• _WHAT YOU NEED TO DO_
Copy the whole listing below exactly.
[Opening GIVEN RECORDS section]
PR #2963, opened 2026-06-25
fix(server): escape regex special chars in resource template literals

### LINKED ISSUE #2961: [Bug] ResourceTemplate.matches() does not escape regex special chars in URI template literals
## Bug Description

`ResourceTemplate.matches()` in `src/mcp/server/mcpserver/resources/templates.py:97` converts URI templates to regex patterns using simple string replacement, but does **not** escape regex-special characters in literal (non-parameter) parts of the template.

```python
# L97
pattern = self.uri_template.replace("{", "(?P<").replace("}", ">[^/]+)")
```

## Reproduction Cases

| Template literal char | Regex side effect | False match |
|---|---|---|
| `.well-known/{name}` | `.` = any char | `data://Xwell-known/hello` incorrectly matches |
| `{id}.json` | `.` = any char | `data://items/123Xjson` incorrectly matches |
| `{id}?format=json` | `?` = optional | `data://items/123format=json` matches without `?` |
| `{name}+suffix` | `+` = one-or-more quantifier | Semantic distortion |
| `{name}++suffix` | `++` = possessive quantifier | Behavior change |

## Fix (proposed)

Use `re.escape()` on the template first, then replace escaped `\{param\}` with named capture groups:

```python
import re as _re

_URI_PARAM_PATTERN = _re.compile(r"\\\{([^}]+)\\\}")

def _build_template_pattern(template: str) -> str:
    escaped = _re.escape(template)
    return _URI_PARAM_PATTERN.sub(lambda m: f"(?P<{m.group(1)}>[^/]+)", escaped)
```

## AI Disclosure

Bug discovered with AI assistance (opencode).

Bartok9:
## Summary

- `ResourceTemplate.matches()` now treats regex-special characters in the literal parts of a URI template (`.`, `?`, `+`, etc.) as literals instead of regex metacharacters.
- Fixes false positives where a template like `data://.well-known/{name}` matched URIs it should not.

## Motivation

Closes #2961.

`matches()` converted the URI template to a regex with plain string replacement:

```python
pattern = self.uri_template.replace("{", "(?P<").replace("}", ">[^/]+)")
```

This left regex-special characters in the literal portions unescaped, so they acted as metacharacters and produced incorrect matches:

| Template | False match |
|---|---|
| `data://.well-known/{name}` | `data://Xwell-known/hello` (`.` = any char) |
| `data://items/{id}.json` | `data://items/123Xjson` (`.` = any char) |

## Fix

Escape the whole template with `re.escape()` first, then substitute the escaped `{param}` markers with named capture groups:

```python
_PARAM_PATTERN = re.compile(r"\\\{([^}]+?)\\\}")
...
pattern = _PARAM_PATTERN.sub(lambda m: f"(?P<{m.group(1)}>[^/]+)", re.escape(self.uri_template))
```

Literal characters are now matched literally; parameters still capture `[^/]+` as before.

## Verification

- `uv run pytest tests/server/mcpserver/resources/test_resource_template.py` — 16 passed

## Real behavior proof

Regression test `test_template_matches_escapes_regex_special_chars` reproduces the issue cases. It **fails without the source fix** and passes with it:

```
# Without the source fix (test present):
TestResourceTemplate::test_template_matches_escapes_regex_special_chars  53 / 71  AssertionError
Results: 1 failed

# With the fix:
Results: 16 passed
```

### DIFF
--- a/src/mcp/server/mcpserver/resources/templates.py
+++ b/src/mcp/server/mcpserver/resources/templates.py
@@ -19,6 +19,10 @@ from mcp.server.mcpserver.utilities.logging import get_logger
 from mcp.shared._callable_inspection import is_async_callable
 from mcp.types import Annotations, Icon
 
+# Matches a re.escape()'d "{param}" marker. re.escape escapes the braces to
+# "\{" / "\}" but leaves the parameter name (identifier chars) untouched.
+_PARAM_PATTERN = re.compile(r"\\\{([^}]+?)\\\}")
+
 logger = get_logger(__name__)
 
 if TYPE_CHECKING:
@@ -93,8 +97,11 @@ class ResourceTemplate(BaseModel):
 
         Extracted parameters are URL-decoded to handle percent-encoded characters.
         """
-        # Convert template to regex pattern
-        pattern = self.uri_template.replace("{", "(?P<").replace("}", ">[^/]+)")
+        # Convert template to regex pattern. Escape the template first so that
+        # regex-special characters in literal parts (e.g. ".", "?", "+") are
+        # treated literally, then replace the escaped "{param}" markers with
+        # named capture groups.
+        pattern = _PARAM_PATTERN.sub(lambda m: f"(?P<{m.group(1)}>[^/]+)", re.escape(self.uri_template))
         match = re.match(f"^{pattern}$", uri)
         if match:
             # URL-decode all extracted parameter values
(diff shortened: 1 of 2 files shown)


Kludex:
You've opened a duplicated pull request, please search opened PRs before creating new ones. Duplicated from #2749.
[Closing GIVEN RECORDS section]
• _EXERCISE SOLUTION_
PR #2963, opened 2026-06-25
fix(server): escape regex special chars in resource template literals

### LINKED ISSUE #2961: [Bug] ResourceTemplate.matches() does not escape regex special chars in URI template literals
## Bug Description

`ResourceTemplate.matches()` in `src/mcp/server/mcpserver/resources/templates.py:97` converts URI templates to regex patterns using simple string replacement, but does **not** escape regex-special characters in literal (non-parameter) parts of the template.

```python
# L97
pattern = self.uri_template.replace("{", "(?P<").replace("}", ">[^/]+)")
```

## Reproduction Cases

| Template literal char | Regex side effect | False match |
|---|---|---|
| `.well-known/{name}` | `.` = any char | `data://Xwell-known/hello` incorrectly matches |
| `{id}.json` | `.` = any char | `data://items/123Xjson` incorrectly matches |
| `{id}?format=json` | `?` = optional | `data://items/123format=json` matches without `?` |
| `{name}+suffix` | `+` = one-or-more quantifier | Semantic distortion |
| `{name}++suffix` | `++` = possessive quantifier | Behavior change |

## Fix (proposed)

Use `re.escape()` on the template first, then replace escaped `\{param\}` with named capture groups:

```python
import re as _re

_URI_PARAM_PATTERN = _re.compile(r"\\\{([^}]+)\\\}")

def _build_template_pattern(template: str) -> str:
    escaped = _re.escape(template)
    return _URI_PARAM_PATTERN.sub(lambda m: f"(?P<{m.group(1)}>[^/]+)", escaped)
```

## AI Disclosure

Bug discovered with AI assistance (opencode).

Bartok9:
## Summary

- `ResourceTemplate.matches()` now treats regex-special characters in the literal parts of a URI template (`.`, `?`, `+`, etc.) as literals instead of regex metacharacters.
- Fixes false positives where a template like `data://.well-known/{name}` matched URIs it should not.

## Motivation

Closes #2961.

`matches()` converted the URI template to a regex with plain string replacement:

```python
pattern = self.uri_template.replace("{", "(?P<").replace("}", ">[^/]+)")
```

This left regex-special characters in the literal portions unescaped, so they acted as metacharacters and produced incorrect matches:

| Template | False match |
|---|---|
| `data://.well-known/{name}` | `data://Xwell-known/hello` (`.` = any char) |
| `data://items/{id}.json` | `data://items/123Xjson` (`.` = any char) |

## Fix

Escape the whole template with `re.escape()` first, then substitute the escaped `{param}` markers with named capture groups:

```python
_PARAM_PATTERN = re.compile(r"\\\{([^}]+?)\\\}")
...
pattern = _PARAM_PATTERN.sub(lambda m: f"(?P<{m.group(1)}>[^/]+)", re.escape(self.uri_template))
```

Literal characters are now matched literally; parameters still capture `[^/]+` as before.

## Verification

- `uv run pytest tests/server/mcpserver/resources/test_resource_template.py` — 16 passed

## Real behavior proof

Regression test `test_template_matches_escapes_regex_special_chars` reproduces the issue cases. It **fails without the source fix** and passes with it:

```
# Without the source fix (test present):
TestResourceTemplate::test_template_matches_escapes_regex_special_chars  53 / 71  AssertionError
Results: 1 failed

# With the fix:
Results: 16 passed
```

### DIFF
--- a/src/mcp/server/mcpserver/resources/templates.py
+++ b/src/mcp/server/mcpserver/resources/templates.py
@@ -19,6 +19,10 @@ from mcp.server.mcpserver.utilities.logging import get_logger
 from mcp.shared._callable_inspection import is_async_callable
 from mcp.types import Annotations, Icon
 
+# Matches a re.escape()'d "{param}" marker. re.escape escapes the braces to
+# "\{" / "\}" but leaves the parameter name (identifier chars) untouched.
+_PARAM_PATTERN = re.compile(r"\\\{([^}]+?)\\\}")
+
 logger = get_logger(__name__)
 
 if TYPE_CHECKING:
@@ -93,8 +97,11 @@ class ResourceTemplate(BaseModel):
 
         Extracted parameters are URL-decoded to handle percent-encoded characters.
         """
-        # Convert template to regex pattern
-        pattern = self.uri_template.replace("{", "(?P<").replace("}", ">[^/]+)")
+        # Convert template to regex pattern. Escape the template first so that
+        # regex-special characters in literal parts (e.g. ".", "?", "+") are
+        # treated literally, then replace the escaped "{param}" markers with
+        # named capture groups.
+        pattern = _PARAM_PATTERN.sub(lambda m: f"(?P<{m.group(1)}>[^/]+)", re.escape(self.uri_template))
         match = re.match(f"^{pattern}$", uri)
         if match:
             # URL-decode all extracted parameter values
(diff shortened: 1 of 2 files shown)


Kludex:
You've opened a duplicated pull request, please search opened PRs before creating new ones. Duplicated from #2749.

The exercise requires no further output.